Although the initial screen was done on a sample from one patient, we later went back and confirmed several of these hits with samples from multiple patients. It is interesting because most of the drugs will hit most of the patient samples. A few compounds demonstrate some variability between patients, though. That is interesting to us from the perspective of trying to design patient-specific therapies.
We are also interested in kind of a general therapy, however, so it’s really nice that we are getting compounds from these screens that are hitting multiple patient samples. Maybe they are something that we could use generally.

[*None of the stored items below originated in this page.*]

PR #3123, opened 2025-07-16
Use `assertThatException` for exception test

ngocnhan-tran1996:

### DIFF
--- a/spring-rabbit/src/test/java/org/springframework/amqp/rabbit/annotation/EnableRabbitIntegrationTests.java
+++ b/spring-rabbit/src/test/java/org/springframework/amqp/rabbit/annotation/EnableRabbitIntegrationTests.java
@@ -143,7 +143,7 @@ import org.springframework.validation.Validator;
 import org.springframework.validation.annotation.Validated;
 
 import static org.assertj.core.api.Assertions.assertThat;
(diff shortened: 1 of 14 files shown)


spring-rabbit/src/test/java/org/springframework/amqp/rabbit/annotation/EnableRabbitIntegrationTests.java
```diff
@@ -879,16 +877,15 @@ public void listenerErrorHandler() {
...
-			assertThat(config.errorHandlerChannel).isNotNull();
-		}
+		assertThatException()
+				.isThrownBy(() -> this.rabbitTemplate.convertSendAndReceive("test.pojo.errors2", "foo"))
+				.satisfies(ex -> {
+
+					assertThat(ex.getCause().getMessage()).isEqualTo("from error handler");
+					assertThat(ex.getCause().getCause().getMessage()).isEqualTo("return this");
+					EnableRabbitConfig config = this.context.getBean(EnableRabbitConfig.class);
+					assertThat(config.errorHandlerChannel).isNotNull();
```
artembilan: I think these two last lines could be outside of the exception assertion scope.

You mean against other types of cancers?
Yes, that is another interesting thing. Among the 47 hits that we came up with were compounds that were shown to target other TICs, such as leukemic stem cells, breast cancer stem cells, and glioblastoma.
So we are getting compounds that hit multiple things, for example, rapamycin, which has been shown to affect leukemic stem cells. There are some interesting overlaps. We have not explored them fully yet, but its something that we are also very interested in doing.
Why is your team focusing on rapamycin?
Rapamycin has great activity against neuroblastoma TICs from multiple patients. It has been shown to be effective in other cancer models and has good bioavailability. In addition, several rapamycin analogs are in clinical trials for solid tumors. Because of its good safety profile there is also interest in using rapamycin in combination with current neuroblastoma therapies.
One more important point: This work has been a team project. The screening assay was designed and performed in collaboration with Alessandro Datti, Jeffrey Wrana, and Jim Dennis at the Mt. Sinai/Samuel Lunenfeld SMART Facilty. The animal model is a collaboration with Libo Zhang, Herman Yeger, and Sylvain Baruchel at The Hospital for Sick Children. We have been funded by multiple groups including the Canadian Institutes of Health Research, National Cancer Institute of Canada, Lilah's Fund, the James Birrell Neuroblastoma Research Fund, the McLaughlin Centre for Molecular Medicine, and the Stem Cell Network.